WHAT IS BEING ASKED =
State only the number of lines below where the word "within" is found.

(Stored data)
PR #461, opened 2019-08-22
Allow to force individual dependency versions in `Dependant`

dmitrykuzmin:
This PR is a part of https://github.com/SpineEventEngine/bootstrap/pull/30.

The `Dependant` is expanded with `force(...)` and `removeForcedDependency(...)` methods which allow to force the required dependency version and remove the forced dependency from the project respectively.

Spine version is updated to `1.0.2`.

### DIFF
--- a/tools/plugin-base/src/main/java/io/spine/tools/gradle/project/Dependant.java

* * *

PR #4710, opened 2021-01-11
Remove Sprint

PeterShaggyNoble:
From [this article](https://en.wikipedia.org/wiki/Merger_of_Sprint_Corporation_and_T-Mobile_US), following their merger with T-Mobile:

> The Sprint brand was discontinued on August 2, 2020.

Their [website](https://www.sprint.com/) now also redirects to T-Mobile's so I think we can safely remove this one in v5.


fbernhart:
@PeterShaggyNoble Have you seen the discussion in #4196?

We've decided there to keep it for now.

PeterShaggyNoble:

...

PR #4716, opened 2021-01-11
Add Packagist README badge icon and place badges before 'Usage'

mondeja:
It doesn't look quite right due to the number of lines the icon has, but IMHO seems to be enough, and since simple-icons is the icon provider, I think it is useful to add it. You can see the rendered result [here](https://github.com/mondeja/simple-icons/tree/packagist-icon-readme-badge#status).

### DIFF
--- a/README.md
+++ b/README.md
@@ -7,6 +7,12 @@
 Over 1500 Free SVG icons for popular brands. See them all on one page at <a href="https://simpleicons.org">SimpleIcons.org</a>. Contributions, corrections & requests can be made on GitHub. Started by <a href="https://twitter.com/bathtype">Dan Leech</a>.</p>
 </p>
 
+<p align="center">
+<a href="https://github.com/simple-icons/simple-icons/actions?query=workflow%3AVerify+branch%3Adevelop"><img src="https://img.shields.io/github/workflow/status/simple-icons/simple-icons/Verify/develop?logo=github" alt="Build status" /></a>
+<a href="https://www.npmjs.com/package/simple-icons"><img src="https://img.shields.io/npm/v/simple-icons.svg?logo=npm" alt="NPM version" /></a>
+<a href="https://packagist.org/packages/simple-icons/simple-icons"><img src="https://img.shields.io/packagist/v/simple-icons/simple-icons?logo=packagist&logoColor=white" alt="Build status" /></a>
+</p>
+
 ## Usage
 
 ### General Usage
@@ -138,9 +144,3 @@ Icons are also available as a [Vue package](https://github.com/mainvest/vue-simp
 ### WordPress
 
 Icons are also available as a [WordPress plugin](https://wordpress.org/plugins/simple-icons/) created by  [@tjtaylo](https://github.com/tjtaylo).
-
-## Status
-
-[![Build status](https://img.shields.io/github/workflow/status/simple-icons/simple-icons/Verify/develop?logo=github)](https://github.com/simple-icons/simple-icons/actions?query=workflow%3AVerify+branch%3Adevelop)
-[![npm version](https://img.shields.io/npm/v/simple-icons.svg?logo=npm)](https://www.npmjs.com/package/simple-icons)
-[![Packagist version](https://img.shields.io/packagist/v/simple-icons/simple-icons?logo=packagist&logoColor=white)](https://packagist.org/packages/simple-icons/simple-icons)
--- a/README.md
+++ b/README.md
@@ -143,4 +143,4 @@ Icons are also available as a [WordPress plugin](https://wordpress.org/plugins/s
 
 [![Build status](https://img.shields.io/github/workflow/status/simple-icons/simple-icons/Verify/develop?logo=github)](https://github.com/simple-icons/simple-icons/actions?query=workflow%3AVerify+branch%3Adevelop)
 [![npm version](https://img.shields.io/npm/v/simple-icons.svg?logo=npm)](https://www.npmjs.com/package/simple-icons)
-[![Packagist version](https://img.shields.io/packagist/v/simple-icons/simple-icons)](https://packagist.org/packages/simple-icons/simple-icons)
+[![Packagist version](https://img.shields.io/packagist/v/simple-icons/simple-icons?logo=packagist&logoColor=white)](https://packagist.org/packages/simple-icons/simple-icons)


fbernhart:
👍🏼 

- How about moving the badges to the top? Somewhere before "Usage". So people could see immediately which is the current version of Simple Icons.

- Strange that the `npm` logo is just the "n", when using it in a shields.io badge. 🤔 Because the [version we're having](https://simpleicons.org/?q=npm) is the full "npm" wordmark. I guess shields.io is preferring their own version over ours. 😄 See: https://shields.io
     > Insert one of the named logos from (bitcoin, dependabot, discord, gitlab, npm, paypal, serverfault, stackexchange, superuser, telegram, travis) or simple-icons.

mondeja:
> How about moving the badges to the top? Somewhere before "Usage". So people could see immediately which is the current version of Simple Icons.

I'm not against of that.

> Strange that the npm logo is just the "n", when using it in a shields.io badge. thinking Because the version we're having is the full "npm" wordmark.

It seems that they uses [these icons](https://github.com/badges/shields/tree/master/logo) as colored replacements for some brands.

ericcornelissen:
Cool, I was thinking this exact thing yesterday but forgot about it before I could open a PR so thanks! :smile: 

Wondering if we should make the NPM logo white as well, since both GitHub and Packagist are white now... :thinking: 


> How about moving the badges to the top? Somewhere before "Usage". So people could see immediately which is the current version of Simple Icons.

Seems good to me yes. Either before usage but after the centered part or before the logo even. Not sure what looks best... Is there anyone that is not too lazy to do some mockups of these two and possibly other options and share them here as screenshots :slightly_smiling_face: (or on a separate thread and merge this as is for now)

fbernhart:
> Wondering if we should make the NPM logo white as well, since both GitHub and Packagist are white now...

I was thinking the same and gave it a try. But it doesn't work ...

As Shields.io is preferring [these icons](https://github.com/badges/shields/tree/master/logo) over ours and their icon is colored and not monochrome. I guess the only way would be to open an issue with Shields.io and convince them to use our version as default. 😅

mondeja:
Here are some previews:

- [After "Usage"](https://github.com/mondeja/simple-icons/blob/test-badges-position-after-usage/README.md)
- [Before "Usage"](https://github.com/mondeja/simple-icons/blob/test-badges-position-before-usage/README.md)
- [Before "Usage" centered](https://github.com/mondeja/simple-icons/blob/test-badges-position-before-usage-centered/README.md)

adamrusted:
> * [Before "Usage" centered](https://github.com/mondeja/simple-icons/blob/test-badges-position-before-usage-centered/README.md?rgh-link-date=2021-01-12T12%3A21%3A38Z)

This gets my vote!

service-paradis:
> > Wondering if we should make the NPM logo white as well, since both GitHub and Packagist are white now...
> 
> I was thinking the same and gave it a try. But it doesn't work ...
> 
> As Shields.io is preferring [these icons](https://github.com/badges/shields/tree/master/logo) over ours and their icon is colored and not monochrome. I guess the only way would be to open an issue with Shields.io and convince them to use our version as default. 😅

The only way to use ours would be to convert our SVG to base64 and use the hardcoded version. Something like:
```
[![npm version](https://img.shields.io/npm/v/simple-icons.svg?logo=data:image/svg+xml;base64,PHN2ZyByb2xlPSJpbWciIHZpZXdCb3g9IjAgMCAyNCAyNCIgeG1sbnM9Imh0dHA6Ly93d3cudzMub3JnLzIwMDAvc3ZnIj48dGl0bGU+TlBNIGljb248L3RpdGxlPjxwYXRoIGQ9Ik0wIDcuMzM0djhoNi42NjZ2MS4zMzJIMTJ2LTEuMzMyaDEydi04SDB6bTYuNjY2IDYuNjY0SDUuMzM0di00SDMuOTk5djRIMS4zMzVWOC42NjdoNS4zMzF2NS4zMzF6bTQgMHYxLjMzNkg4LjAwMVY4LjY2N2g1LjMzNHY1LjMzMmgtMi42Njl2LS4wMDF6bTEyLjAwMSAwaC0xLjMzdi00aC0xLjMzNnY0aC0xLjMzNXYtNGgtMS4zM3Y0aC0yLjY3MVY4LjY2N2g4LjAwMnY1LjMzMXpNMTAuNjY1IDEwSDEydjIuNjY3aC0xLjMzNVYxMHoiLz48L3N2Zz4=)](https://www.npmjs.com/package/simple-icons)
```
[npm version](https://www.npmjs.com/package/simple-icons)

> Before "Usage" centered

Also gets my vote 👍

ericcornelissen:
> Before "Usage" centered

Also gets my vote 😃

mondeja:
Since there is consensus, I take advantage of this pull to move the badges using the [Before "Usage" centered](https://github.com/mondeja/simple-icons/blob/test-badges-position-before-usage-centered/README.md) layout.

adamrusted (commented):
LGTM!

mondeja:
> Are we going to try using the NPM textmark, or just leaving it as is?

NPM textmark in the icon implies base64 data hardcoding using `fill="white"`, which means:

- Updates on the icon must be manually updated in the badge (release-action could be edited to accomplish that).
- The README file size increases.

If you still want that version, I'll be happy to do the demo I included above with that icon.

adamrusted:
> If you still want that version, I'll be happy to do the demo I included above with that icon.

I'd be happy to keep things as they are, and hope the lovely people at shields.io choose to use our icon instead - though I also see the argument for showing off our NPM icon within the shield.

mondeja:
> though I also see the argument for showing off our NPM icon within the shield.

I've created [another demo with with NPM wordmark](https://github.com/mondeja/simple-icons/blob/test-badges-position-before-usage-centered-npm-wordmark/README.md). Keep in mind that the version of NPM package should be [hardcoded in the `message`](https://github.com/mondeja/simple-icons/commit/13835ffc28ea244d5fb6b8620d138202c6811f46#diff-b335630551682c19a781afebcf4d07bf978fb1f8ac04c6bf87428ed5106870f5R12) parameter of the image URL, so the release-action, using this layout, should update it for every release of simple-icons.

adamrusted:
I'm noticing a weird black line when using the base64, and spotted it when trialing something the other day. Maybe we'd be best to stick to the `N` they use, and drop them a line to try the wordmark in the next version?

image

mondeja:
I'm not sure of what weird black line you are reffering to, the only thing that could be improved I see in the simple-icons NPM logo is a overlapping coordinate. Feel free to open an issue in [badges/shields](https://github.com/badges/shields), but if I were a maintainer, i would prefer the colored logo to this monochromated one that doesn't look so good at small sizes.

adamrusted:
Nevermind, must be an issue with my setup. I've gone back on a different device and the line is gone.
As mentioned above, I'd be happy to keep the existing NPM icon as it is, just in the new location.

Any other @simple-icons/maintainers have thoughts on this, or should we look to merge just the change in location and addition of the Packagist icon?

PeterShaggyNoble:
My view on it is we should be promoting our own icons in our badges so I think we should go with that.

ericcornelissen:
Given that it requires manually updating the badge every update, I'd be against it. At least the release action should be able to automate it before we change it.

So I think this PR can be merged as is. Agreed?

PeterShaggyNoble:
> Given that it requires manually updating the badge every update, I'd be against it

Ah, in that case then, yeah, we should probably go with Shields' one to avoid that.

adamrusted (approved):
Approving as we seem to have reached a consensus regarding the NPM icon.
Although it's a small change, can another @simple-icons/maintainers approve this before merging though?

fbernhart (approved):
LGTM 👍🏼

RESPONSE TO THE EXERCISE =
2